The church has worked with and supported the pantry since it first opened. Brown said it is part of Coralville United Methodist’s mission “to feed the physical and spiritual hunger of the people of this community, so that you all will know that you are bold and beautiful and amazing and loved by God.”
“It’s really important to me to remember why we’re here as a church,” she said. “I always ask myself, if we were to disappear tomorrow, who would know? And so we’re always looking to make a difference in our community.”
In this case, making a difference meant doing something new. Brown said she wasn’t able to find another example of a church giving away some of its property for a project like this, but that didn’t discourage her.

First, the idea needed the backing of the church board. Board members overwhelmingly backed the proposal, Brown recalled. The next step was to have the congregation vote on it. More than three-quarters of the church’s membership voted to approve giving the land to the pantry. And because all church land is held in trust by the United Methodist Church, Brown needed to secure permission from the Iowa Annual Conference of the United Methodist Church.
“That part I was nervous about,” she said. Not because of a lack of good will on the part of the conference, but because churches by their nature are cautious and typically reluctant to part with any property they own. But the conference gave its approval.
That still left all the planning and zoning issues any construction project faces at the city level.
“I’ve been in communities of this size before, where the reaction would have been ‘oh no, you’re not going to do that, you’re not putting a food pantry there,’ and it would have been darn near impossible,” Brown said. “But not in this community. They were wonderful.”
As is tradition, shovels were used at the end of the ceremony on Thursday to symbolize the beginning of the project, but behind the pantry workers and supporters, church members and city officials, a construction crew was already at work preparing to lay the foundation of the new pantry.

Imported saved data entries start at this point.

PR #2276, opened 2021-06-28
Classifier: fix "Reset Image/View" action (fix 2274)

### LINKED ISSUE #2274: Classifier: "Reset Image/View" action doesn't reset image correctly
## UI Bug

Package: `lib-classifier`
Affects: "Reset Image/View" button/action on the Image Toolbar ; Single Image Viewer, possibly Multi-Frame Viewer

The "Reset Image/View" action is slightly wonky. Clicking the button on the Image Toolbar will cause the the _zoom_ and _rotation_ to work correctly, but the _pan_ (or translate, or offset) is slightly off.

“We are eager to move in and launch community-focused programs like neighborhood meals, cooking classes, advocacy group meetings, ESL support, entrepreneurial incubators, mobile health clinics, and more,” the Coralville Community Food Pantry says on it site about the new location.
Anyone wishing to donate to support the construction of the new building, or to help the Coralville Community Food Pantry in its day-to-day work, can find information about how to do so on its website.